[DATA FOR THIS TASK Boundary: Start]

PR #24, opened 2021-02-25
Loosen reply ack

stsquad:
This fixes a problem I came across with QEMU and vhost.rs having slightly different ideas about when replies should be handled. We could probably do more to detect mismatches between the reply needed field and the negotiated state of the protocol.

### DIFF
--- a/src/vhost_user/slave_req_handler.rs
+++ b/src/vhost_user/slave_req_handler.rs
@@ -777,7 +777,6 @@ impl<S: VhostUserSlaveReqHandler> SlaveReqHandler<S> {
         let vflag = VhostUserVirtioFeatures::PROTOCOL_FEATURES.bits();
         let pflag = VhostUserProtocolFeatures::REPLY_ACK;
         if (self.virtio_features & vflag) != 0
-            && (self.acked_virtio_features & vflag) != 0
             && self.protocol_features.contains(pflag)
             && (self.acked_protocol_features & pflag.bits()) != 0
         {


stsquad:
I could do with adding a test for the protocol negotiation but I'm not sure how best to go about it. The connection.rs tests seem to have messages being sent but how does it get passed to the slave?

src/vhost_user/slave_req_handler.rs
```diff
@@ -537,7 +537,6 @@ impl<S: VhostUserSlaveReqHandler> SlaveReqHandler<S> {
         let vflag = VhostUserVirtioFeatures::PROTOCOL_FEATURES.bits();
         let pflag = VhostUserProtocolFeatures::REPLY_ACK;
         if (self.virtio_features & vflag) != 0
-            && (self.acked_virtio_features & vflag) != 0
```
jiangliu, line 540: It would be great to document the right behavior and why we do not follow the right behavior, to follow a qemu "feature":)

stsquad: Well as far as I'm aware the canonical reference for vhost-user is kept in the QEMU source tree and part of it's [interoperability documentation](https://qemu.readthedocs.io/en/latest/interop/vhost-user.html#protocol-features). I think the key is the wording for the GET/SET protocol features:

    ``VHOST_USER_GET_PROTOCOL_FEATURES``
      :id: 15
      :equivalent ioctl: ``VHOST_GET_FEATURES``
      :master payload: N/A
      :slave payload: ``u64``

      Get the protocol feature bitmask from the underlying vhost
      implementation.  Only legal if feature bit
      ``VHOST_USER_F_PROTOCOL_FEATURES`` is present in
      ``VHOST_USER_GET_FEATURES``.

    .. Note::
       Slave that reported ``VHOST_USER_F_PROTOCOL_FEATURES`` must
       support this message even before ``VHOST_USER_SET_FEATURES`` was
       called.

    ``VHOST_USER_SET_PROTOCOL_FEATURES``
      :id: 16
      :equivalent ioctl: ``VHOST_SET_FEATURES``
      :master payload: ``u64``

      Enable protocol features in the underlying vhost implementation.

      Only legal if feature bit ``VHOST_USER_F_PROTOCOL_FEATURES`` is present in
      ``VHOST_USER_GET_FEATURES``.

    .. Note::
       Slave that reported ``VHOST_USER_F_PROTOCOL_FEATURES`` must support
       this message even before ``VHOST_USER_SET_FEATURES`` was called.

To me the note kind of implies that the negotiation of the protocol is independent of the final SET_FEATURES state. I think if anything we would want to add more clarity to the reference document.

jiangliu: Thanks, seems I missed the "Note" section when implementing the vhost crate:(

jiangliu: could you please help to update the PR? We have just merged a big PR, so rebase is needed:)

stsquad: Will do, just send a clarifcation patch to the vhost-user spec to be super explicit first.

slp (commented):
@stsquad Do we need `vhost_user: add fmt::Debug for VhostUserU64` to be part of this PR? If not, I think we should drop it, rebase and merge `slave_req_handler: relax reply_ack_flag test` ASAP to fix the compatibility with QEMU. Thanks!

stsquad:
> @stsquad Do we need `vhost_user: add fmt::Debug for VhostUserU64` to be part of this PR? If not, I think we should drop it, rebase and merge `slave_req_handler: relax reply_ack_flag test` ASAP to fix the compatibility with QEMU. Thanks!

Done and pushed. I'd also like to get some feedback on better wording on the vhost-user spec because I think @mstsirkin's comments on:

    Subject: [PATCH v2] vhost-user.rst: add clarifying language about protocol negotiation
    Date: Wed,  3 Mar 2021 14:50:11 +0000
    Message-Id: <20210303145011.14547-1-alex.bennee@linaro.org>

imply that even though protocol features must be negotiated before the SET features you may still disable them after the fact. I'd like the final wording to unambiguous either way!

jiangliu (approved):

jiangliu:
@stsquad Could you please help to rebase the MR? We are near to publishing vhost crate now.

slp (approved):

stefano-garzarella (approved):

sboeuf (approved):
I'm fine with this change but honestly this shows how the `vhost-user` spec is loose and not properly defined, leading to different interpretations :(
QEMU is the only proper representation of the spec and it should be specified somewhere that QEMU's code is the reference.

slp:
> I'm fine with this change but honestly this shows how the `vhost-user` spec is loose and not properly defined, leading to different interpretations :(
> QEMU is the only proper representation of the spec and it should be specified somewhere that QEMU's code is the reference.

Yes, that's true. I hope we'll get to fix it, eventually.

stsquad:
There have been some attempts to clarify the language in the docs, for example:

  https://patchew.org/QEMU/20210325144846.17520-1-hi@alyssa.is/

[DATA FOR THIS TASK Boundary: End]
[DATA FOR THIS TASK Boundary: Start]

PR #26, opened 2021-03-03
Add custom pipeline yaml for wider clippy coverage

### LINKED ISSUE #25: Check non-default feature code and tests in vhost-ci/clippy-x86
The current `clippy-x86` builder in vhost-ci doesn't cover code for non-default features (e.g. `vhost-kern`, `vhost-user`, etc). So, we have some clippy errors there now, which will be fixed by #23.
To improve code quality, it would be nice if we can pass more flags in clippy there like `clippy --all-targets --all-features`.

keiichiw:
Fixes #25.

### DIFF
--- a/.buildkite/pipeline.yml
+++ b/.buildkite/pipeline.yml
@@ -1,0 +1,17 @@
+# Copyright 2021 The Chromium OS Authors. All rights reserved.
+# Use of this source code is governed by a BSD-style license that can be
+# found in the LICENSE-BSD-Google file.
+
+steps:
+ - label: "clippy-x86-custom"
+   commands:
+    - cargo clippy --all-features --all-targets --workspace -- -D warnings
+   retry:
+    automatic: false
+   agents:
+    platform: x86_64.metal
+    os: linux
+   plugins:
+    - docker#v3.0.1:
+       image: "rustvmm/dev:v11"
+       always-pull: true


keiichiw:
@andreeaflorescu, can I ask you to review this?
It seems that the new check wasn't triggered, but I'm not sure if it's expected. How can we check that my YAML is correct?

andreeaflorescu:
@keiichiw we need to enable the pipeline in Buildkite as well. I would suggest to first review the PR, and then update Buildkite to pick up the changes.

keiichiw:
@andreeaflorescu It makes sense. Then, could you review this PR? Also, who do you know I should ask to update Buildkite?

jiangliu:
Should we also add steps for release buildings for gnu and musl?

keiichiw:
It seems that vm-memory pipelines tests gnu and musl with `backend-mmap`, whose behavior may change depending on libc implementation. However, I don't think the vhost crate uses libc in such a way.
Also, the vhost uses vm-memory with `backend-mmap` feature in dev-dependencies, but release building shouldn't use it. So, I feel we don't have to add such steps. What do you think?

[DATA FOR THIS TASK Boundary: End]

AIM OF THE EXERCISE:
Look over the material and return every line where the word "reported" is found.

FINAL ANSWER:
       Slave that reported ``VHOST_USER_F_PROTOCOL_FEATURES`` must
       Slave that reported ``VHOST_USER_F_PROTOCOL_FEATURES`` must support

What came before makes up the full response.